14. The bulk preload and poststore technique system applied on the unified advanced VLIW (Very Long Instruction Word) DSP (Digital Signal Processor) of claim 13, wherein said bulk memory access controller operates by non-blocking memory access to access data memory, therefore, function unit can proceed register operation without having to wait for completing memory access operation.

15. The bulk preload and poststore technique system applied on the unified advanced VLIW (Very Long Instruction Word) DSP (Digital Signal Processor) of claim 13, wherein said bulk memory access controller maintains a finite state machine, so as to handle these synchronization problems during program operations.

16. The bulk preload and poststore technique system applied on the unified advanced VLIW (Very Long Instruction Word) DSP (Digital Signal Processor) of claim 13, wherein said bulk memory access controller takes an addressing mode of a digital signal processor, so as to speed up memory access operations and decrease instructions for calculating memory addresses.

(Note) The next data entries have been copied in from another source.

PR #82, opened 2017-09-12
Adding RFC file for pinning yarn version in a project

psbanka:
Hello, given that our CI system requires yarn version `0.17.8` and that we have developers on a dozen different versions of yarn, we thought it would be helpful to have yarn communicate to our developers exactly what version of yarn they should be using. This RFC provides a direction for how this might be done.

### DIFF
--- a/text/0000-pin-yarn-version-in-yarnrc.md
+++ b/text/0000-pin-yarn-version-in-yarnrc.md
@@ -1,0 +1,95 @@
+- Start Date: 2017-09-12
+- RFC PR: 
+- Yarn Issue: 
+
+# Summary
+
+Since different versions of yarn have different guarantees as to how `node_modules` are installed, allow a project to select
+what version of yarn should be used for that project.
+
+# Motivation
+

17. The bulk preload and poststore technique system applied on the unified advanced VLIW (Very Long Instruction Word) DSP (Digital Signal Processor) of claim 5, wherein said registered file switch controller and said bulk memory access controller can be invoked by using a dedicated instruction slot or other function units.

18. The bulk preload and poststore technique system applied on the unified advanced VLIW (Very Long Instruction Word) DSP (Digital Signal Processor) of claim 12, wherein said buffer register file, register file switch module, registered file switch controller, and bulk memory access controller are connected to form said switch network.

19. The bulk preload and poststore technique system applied on the unified advanced VLIW (Very Long Instruction Word) DSP (Digital Signal Processor) of claim 18, wherein register files in said switch network can be switched arbitrarily by programs.